The show is far from perfect, as any staged reading would suggest. The romance storyline (between Dr. Rousseau and a patient dealing with breast cancer) comes too late and happens too fast, and there’s little sense of time passing. Suddenly 1962 becomes 1980-something. But the musical is exuberant, fun, and, although the reading was only staged, performers like Jason Philip Solis, as a Dow Corning executive (among other parts), and Jovane Alejandro Caamaño as a scheming French surgeon wiss uhn outraaageous accent, made me long to see cleaVage get a full-frontal treatment. Perhaps it will shimmy its way onto the roster at Dallas Theater Center or (dare we dream?) the stages of Las Vegas, the only town that might celebrate big boobs more than the Big D. 

I came away believing that Friedman was a rare talent in Dallas, a surgeon with an artist’s heart (though plastic surgery may involve more art than I realize).
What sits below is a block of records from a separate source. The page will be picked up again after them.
PR #2954, opened 2025-02-08
Fix clippy

Evian-Zhang:
Since nightly clippy has added the rule [format_push_string](https://rust-lang.github.io/rust-clippy/master/index.html#format_push_string). This fix is modified as suggested in that webpage.


Evian-Zhang:
Fuzzer fails??? 😭

Evian-Zhang:
The CI checks whether there is a "corpus: 30" string in the fuzzer stdout, while since the output is discrete, the corpus count jumps from 27 to 43. As a result, there is never a "corpus: 30" string in the stdout...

I ran into him in the hallway during intermission, where he was dressed in a designer button-down with chic glasses perched on a taut face of indeterminate age. (He’s 56.) He hatched the idea for cleaVage after seeing Hamilton in 2019. The playful mix of history, personal drama, and courtroom battle—as well as showstoppers, ballads, and the occasional rap—is indeed very much like that epic musical, though I hadn’t noticed it until Friedman tipped his hand. 

“It’s Hamilton with breasts!” he said, looking pleased with himself, as he should be. “Hamilton With Breasts” turns out to make for a very enjoyable, very original, and very Dallas night of musical theater. And of all the inspiration one might take from Lin Manuel-Miranda’s iconic show, I think we can all agree: “more cleavage” is a pretty good note.